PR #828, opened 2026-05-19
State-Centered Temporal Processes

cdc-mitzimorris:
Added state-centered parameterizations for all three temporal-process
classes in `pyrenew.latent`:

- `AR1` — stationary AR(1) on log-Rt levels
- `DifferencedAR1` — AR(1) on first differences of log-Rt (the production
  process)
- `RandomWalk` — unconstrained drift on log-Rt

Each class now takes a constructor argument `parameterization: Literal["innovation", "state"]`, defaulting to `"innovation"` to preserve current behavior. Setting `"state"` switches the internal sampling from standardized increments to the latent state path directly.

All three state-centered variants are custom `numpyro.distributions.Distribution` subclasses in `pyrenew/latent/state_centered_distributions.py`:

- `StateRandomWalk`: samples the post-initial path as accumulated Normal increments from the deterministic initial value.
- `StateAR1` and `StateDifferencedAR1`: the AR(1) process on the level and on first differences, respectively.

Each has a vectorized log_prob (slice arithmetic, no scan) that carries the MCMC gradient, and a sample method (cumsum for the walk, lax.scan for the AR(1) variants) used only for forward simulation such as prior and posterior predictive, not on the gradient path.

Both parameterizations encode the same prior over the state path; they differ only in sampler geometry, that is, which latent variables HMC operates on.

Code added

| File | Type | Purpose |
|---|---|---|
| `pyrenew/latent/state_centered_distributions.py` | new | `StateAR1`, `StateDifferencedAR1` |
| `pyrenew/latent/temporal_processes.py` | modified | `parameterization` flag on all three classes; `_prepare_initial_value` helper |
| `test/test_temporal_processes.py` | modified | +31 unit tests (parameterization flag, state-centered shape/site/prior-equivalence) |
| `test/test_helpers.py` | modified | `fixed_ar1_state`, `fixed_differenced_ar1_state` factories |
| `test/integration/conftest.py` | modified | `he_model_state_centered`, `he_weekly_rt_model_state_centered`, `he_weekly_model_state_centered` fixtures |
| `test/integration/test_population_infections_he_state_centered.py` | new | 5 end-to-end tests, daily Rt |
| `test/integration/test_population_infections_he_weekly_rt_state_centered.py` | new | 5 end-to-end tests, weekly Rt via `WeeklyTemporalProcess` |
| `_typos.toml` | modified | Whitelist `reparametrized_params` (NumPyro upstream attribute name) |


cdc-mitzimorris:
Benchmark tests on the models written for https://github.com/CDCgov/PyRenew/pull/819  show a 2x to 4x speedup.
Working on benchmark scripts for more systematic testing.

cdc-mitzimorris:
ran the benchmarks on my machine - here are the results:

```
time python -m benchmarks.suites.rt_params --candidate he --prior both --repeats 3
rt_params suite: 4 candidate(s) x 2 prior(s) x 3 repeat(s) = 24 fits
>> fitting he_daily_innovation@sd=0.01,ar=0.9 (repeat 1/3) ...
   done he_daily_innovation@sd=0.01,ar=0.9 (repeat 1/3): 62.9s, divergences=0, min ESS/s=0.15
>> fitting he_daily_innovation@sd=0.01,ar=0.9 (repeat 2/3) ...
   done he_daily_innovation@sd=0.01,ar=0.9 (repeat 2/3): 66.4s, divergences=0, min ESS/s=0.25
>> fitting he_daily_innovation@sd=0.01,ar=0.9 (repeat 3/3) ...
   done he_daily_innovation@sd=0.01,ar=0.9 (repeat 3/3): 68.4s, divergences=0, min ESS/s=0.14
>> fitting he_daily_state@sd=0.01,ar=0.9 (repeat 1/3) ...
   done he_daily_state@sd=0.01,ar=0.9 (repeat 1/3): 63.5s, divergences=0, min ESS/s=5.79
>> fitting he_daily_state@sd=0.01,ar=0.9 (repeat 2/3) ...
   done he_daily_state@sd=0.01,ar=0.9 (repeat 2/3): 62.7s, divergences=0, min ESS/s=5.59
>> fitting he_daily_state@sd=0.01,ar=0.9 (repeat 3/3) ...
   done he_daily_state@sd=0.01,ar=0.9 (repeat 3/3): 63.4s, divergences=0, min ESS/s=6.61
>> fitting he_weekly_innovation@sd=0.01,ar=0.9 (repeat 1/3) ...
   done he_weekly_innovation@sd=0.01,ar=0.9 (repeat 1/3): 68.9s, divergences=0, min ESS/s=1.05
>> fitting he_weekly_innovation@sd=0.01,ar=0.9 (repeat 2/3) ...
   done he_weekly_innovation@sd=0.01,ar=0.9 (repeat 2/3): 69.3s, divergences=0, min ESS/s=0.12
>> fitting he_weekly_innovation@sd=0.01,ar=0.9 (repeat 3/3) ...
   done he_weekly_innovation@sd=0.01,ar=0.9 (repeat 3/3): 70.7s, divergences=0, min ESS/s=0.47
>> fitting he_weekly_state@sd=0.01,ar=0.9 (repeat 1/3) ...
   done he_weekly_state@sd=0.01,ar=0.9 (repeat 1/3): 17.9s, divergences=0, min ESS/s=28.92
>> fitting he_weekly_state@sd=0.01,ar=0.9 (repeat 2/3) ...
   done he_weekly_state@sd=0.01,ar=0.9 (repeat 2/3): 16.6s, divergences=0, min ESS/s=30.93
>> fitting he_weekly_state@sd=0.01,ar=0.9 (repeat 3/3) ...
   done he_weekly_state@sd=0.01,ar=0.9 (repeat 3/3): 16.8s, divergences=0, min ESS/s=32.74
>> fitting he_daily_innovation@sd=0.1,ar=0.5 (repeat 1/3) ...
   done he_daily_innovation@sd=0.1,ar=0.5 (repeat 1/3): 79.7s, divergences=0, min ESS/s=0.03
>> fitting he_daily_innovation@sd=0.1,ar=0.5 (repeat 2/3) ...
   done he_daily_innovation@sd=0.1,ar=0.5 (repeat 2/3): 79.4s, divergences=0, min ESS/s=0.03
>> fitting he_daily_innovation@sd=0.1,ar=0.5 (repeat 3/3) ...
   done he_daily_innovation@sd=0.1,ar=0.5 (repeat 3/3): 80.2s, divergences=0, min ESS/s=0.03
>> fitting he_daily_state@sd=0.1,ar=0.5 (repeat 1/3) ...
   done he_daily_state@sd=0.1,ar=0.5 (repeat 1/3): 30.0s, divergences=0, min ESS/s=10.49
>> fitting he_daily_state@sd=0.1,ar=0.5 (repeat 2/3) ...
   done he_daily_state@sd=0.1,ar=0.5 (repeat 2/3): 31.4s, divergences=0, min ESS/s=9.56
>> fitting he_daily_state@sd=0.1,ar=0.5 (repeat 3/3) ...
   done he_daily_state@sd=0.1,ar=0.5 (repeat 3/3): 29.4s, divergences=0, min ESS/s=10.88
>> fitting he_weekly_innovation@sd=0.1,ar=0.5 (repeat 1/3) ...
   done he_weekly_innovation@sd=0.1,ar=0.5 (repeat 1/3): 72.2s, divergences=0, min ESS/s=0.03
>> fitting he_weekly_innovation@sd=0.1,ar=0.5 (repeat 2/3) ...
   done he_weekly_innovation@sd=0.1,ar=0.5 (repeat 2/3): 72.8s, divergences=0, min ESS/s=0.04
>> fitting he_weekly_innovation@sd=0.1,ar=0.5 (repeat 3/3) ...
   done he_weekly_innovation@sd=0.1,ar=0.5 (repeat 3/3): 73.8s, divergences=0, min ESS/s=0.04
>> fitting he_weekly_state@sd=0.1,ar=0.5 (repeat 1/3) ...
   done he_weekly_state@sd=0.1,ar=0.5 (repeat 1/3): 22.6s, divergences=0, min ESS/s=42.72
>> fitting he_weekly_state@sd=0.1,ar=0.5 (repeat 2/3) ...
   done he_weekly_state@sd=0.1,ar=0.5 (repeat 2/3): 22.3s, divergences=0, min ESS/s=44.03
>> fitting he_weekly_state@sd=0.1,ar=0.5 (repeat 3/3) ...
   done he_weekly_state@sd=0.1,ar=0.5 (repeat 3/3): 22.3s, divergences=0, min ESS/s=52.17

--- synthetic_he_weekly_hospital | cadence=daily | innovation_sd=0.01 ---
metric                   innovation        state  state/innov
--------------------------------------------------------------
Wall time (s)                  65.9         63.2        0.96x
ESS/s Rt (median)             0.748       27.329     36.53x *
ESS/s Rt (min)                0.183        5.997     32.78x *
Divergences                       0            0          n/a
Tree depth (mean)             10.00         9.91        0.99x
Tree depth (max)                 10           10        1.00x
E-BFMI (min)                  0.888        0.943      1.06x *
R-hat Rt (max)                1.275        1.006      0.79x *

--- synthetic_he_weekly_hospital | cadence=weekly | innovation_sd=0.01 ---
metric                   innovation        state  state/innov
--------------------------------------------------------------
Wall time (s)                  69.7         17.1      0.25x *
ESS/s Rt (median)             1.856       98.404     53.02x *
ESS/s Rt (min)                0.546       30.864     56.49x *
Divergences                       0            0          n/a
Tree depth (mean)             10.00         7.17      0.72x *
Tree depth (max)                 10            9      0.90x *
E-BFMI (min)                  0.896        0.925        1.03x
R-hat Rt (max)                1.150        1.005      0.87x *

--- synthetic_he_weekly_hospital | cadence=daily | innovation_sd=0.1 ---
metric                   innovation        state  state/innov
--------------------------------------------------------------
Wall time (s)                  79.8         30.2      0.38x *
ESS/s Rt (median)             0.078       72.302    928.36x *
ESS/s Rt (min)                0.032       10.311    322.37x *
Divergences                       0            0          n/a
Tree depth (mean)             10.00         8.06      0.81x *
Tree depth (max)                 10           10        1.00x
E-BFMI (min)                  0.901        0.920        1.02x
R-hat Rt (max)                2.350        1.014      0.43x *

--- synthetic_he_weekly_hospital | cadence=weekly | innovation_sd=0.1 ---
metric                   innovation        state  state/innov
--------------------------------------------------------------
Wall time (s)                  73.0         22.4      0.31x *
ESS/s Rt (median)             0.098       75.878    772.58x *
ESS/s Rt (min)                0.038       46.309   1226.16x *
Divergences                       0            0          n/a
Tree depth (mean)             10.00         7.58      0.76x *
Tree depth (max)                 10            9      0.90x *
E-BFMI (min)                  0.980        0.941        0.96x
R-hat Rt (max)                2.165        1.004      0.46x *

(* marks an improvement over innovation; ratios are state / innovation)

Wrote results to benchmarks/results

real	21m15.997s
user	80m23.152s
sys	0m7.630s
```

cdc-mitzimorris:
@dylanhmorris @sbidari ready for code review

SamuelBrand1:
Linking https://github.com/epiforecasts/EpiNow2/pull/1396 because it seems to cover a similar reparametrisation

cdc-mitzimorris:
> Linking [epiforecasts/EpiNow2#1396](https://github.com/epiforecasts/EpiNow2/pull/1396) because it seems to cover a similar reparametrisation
┄┄┄┄┄┄┄┄┄┄┄┄┄┄┄┄┄┄┄┄
Reproduce exactly the section above that begins at the line containing "deterministic initial value." and ends at the line containing "first differences, respectively.", leaving out all other lines.

- `StateRandomWalk`: samples the post-initial path as accumulated Normal increments from the deterministic initial value.
- `StateAR1` and `StateDifferencedAR1`: the AR(1) process on the level and on first differences, respectively.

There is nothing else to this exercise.